For years we have heard left-wing politicians and organizations claim that voter ID laws suppress votes, particularly of Black Americans, calling such laws “Jim Crow 2.0.”
Georgia has become ground zero for the debate over voter ID and other election integrity laws. Georgia passed several election reforms last year, including an ID requirement for absentee ballot requests similar to that which we currently have in North Carolina. The backlash from the left and their corporate allies was swift, including Major League Baseball pulling its all-star game out of Atlanta. More recently the U.S. Department of Justice filed an ill-advised lawsuit against Georgia, a suit that will almost assuredly end in a humiliating defeat for the Biden administration, given the recent Supreme Court decision on Arizona’s election integrity laws.

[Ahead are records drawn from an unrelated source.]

PR #825, opened 2023-02-16
Use a released operator in stage, to test before ACSCS release.

porridge:
## Description

The nightly build currently deployed to staging points to not-yet-existing docs, so we do not want to push that to production.
So we revert the operator version in staging to the version that we intend to push to production, to be able to validate everything is OK before proceeding with ACS CS release.

Also (no impact) explicitly set `OPERATOR_USE_UPSTREAM="false"` in the `prod` case for now to make the distinction more clear.

I *suppose* the existing centrals in staging might not like this downgrade, but I think they are disposable. I plan to post an announcement about this when merging this change.

- [x] ~Add the ticket number to the PR title if available, i.e. `ROX-12345: ...`~

## Test manual

None.

### DIFF
--- a/dp-terraform/helm/rhacs-terraform/terraform_cluster.sh
+++ b/dp-terraform/helm/rhacs-terraform/terraform_cluster.sh
@@ -35,7 +35,7 @@ case $ENVIRONMENT in
     OBSERVABILITY_OBSERVATORIUM_GATEWAY="https://observatorium-mst.api.stage.openshift.com"
     OBSERVABILITY_OPERATOR_VERSION="v4.0.4"
     OPERATOR_USE_UPSTREAM="true"
-    OPERATOR_VERSION="v3.74.0-nightly-20230213"
+    OPERATOR_VERSION="v3.73.2"
     ;;
 
   prod)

In addition, several prominent Georgia Democrats have recently changed their tune on voter ID:
There has also been a sudden surge in new support for voter ID. Stacey Abrams and Georgia senators Raphael Warnock and Jon Ossoff, for example, have suddenly become big supporters of voter ID despite repeatedly referring to the provisions of Georgia’s new election law, which imposes an ID requirement on absentee ballots, as “Jim Crow 2.0.” [links added]

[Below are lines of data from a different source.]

PR #827, opened 2023-02-16
ROX-13913: Verify RDS certificates in Postgres connections

vladbologa:
## Description

This PR adds the AWS RDS CA certificates to the fleetshard-sync image, which are then:
* used verify the Postgres connection from fleetshard to RDS
* passed to Central as additionalCAs, so that also Central can verify its Postgres connections

## Test manual

Tested in a local cluster, by running:
INSTALL_OPERATOR=NO MANAGED_DB_ENABLED=TRUE ./dev/env/scripts/up.sh
./scripts/create-central.sh

And then waiting for a Central to start successfully.

```
# To run tests locally run:
```

### DIFF
--- a/Dockerfile
+++ b/Dockerfile
@@ -2,6 +2,9 @@ FROM registry.ci.openshift.org/openshift/release:golang-1.19 AS build
 
 ENV GOFLAGS="-mod=mod"
 
+RUN mkdir /rds_ca
+ADD https://truststore.pki.rds.amazonaws.com/global/global-bundle.pem /rds_ca/aws-rds-ca-global-bundle.pem
+
 RUN mkdir /src
 WORKDIR /src
 RUN CGO_ENABLED=0 go install -ldflags "-s -w -extldflags '-static'" github.com/go-delve/delve/cmd/dlv@latest
@@ -16,15 +19,16 @@ FROM build as build-standard
 RUN make binary
 
 FROM registry.access.redhat.com/ubi8/ubi-minimal:8.7 as debug
-ADD https://truststore.pki.rds.amazonaws.com/global/global-bundle.pem /usr/local/share/ca-certificates/aws-rds-ca-global-bundle.pem
 COPY --from=build-debug /go/bin/dlv /src/fleet-manager /src/fleetshard-sync /usr/local/bin/
 COPY --from=build-debug /src /src
+COPY --from=build /rds_ca /usr/local/share/ca-certificates
 EXPOSE 8000
 WORKDIR /
 ENTRYPOINT [ "/usr/local/bin/dlv" , "--listen=:40000", "--headless=true", "--api-version=2", "--accept-multiclient", "exec", "/usr/local/bin/fleet-manager", "serve"]
 
 FROM registry.access.redhat.com/ubi8/ubi-minimal:8.7 as standard
 COPY --from=build-standard /src/fleet-manager /src/fleetshard-sync /usr/local/bin/
+COPY --from=build /rds_ca /usr/local/share/ca-certificates
 EXPOSE 8000
 WORKDIR /
 ENTRYPOINT ["/usr/local/bin/fleet-manager", "serve"]
--- a/Dockerfile
+++ b/Dockerfile
@@ -16,6 +16,7 @@ FROM build as build-standard
 RUN make binary
 
 FROM registry.access.redhat.com/ubi8/ubi-minimal:8.7 as debug
+ADD https://truststore.pki.rds.amazonaws.com/global/global-bundle.pem /usr/local/share/ca-certificates/aws-rds-ca-global-bundle.pem
 COPY --from=build-debug /go/bin/dlv /src/fleet-manager /src/fleetshard-sync /usr/local/bin/
 COPY --from=build-debug /src /src
 EXPOSE 8000
--- a/fleetshard/pkg/central/postgres/dbconnection.go
+++ b/fleetshard/pkg/central/postgres/dbconnection.go
@@ -16,21 +16,21 @@ type DBConnection struct {
 	password string
 }
 
-var once sync.Once
-var rdsCertificateData []byte
+var (
+	once               sync.Once
+	rdsCertificateData []byte
+)
 
 const (
-	// CentralRDSCertificateBaseName is the name of the additional CA that is passed to Central
-	CentralRDSCertificateBaseName = "rds-ca-bundle"
+	// CentralRDSCACertificateBaseName is the name of the additional CA that is passed to Central
+	CentralRDSCACertificateBaseName = "rds-ca-bundle"
 
 	sslMode = "verify-full"
-
-	caPath = "/usr/local/share/ca-certificates/"
-
-	rdsCertificatePath = caPath + "aws-rds-ca-global-bundle.pem"
-
-	// rdsCertificatePathCentral stores the location where the RDS CA bundle is mounted in the Central image
-	rdsCertificatePathCentral = caPath + "00-" + CentralRDSCertificateBaseName + ".crt"
+	caPath  = "/usr/local/share/ca-certificates/"
+	// rdsCACertificatePath stores the location where the RDS CA bundle is mounted in the fleetshard image
+	rdsCACertificatePath = caPath + "aws-rds-ca-global-bundle.pem"
+	// rdsCACertificatePathCentral stores the location where the RDS CA bundle is mounted in the Central image
+	rdsCACertificatePathCentral = caPath + "00-" + CentralRDSCACertificateBaseName + ".crt"
 )
 
 // NewDBConnection constructs a new DBConnection struct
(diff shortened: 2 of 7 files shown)


Dockerfile
```diff
@@ -16,6 +16,7 @@ FROM build as build-standard
 RUN make binary
 
 FROM registry.access.redhat.com/ubi8/ubi-minimal:8.7 as debug
+ADD https://truststore.pki.rds.amazonaws.com/global/global-bundle.pem /usr/local/share/ca-certificates/aws-rds-ca-global-bundle.pem
```
kovayur, line 19: Either need to copy this line for `standard` or move it to `build` and `COPY --from build <cert-file>` for both `debug` and `standard`.

fleetshard/pkg/central/postgres/dbconnection.go
```diff
@@ -45,16 +56,17 @@ func (c DBConnection) WithPassword(password string) DBConnection {
...
+		c.host, c.port, c.user, c.database, sslMode, rdsCertificatePathCentral)
 }
 
-// asConnectionStringWithPassword returns a string that can be used to connect to a PostgreSQL server. This function
-// exposes the password in plain-text, so it should be used with care.
-func (c DBConnection) asConnectionStringWithPassword() string {
-	return c.AsConnectionString() + fmt.Sprintf(" password=%s", c.password)
+// asConnectionForFleetshard returns a string that can be used by fleetshard to connect to a PostgreSQL server. This function
+// exposes the password in plain-text, so its output should be used with care.
+func (c DBConnection) asConnectionForFleetshard() string {
```
kovayur, line 67: Do we need to specify pem here if we run `update-ca-trust` after adding a certificate in the `Dockerfile`?

kovayur (commented):
Thanks @vladbologa, this looks good. Just a couple of remarks.

fleetshard/pkg/central/reconciler/reconciler.go
```diff
@@ -246,6 +247,20 @@ func (r *CentralReconciler) Reconcile(ctx context.Context, remoteCentral private
 				Name: centralDbSecretName,
 			},
 		}
+
+		additionalCa, err := os.ReadFile(postgres.RDSCertificatePath)
```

I would like to think that their change of heart had to do with the research showing that “strict ID laws don’t stop voters” (page 18):
First, the fears that strict ID requirements would disenfranchise disadvantaged populations have not materialized. Using the largest individual-level dataset ever assembled to study voter participation, we do not find any negative effect on overall turnout and registration rates or on any group defined by race, age, gender, or party affiliation.
(The study also did not find a direct impact of voter ID laws on voting fraud but noted: “strict ID laws might affect both the actual number of fraud cases and the likelihood that they get detected and reported.” In other words, states without voter ID may not report cases of fraud because they don’t detect them, and states with voter ID may not report cases of fraud because they deter them.)
However, the more likely cause of their changed positions is that voter ID remains popular with Americans, despite years of progressive campaigns against them. A recent poll found that 75% of Americans think people should present a photo ID before voting.
There are three bills in the North Carolina General Assembly that would help address some of the problems we have seen in the 2020 and other recent elections. We should welcome debate on those so-called “Jim Crow 2.0” bills; perhaps a few more politicians will take a cue from Stacey Abrams and change their minds.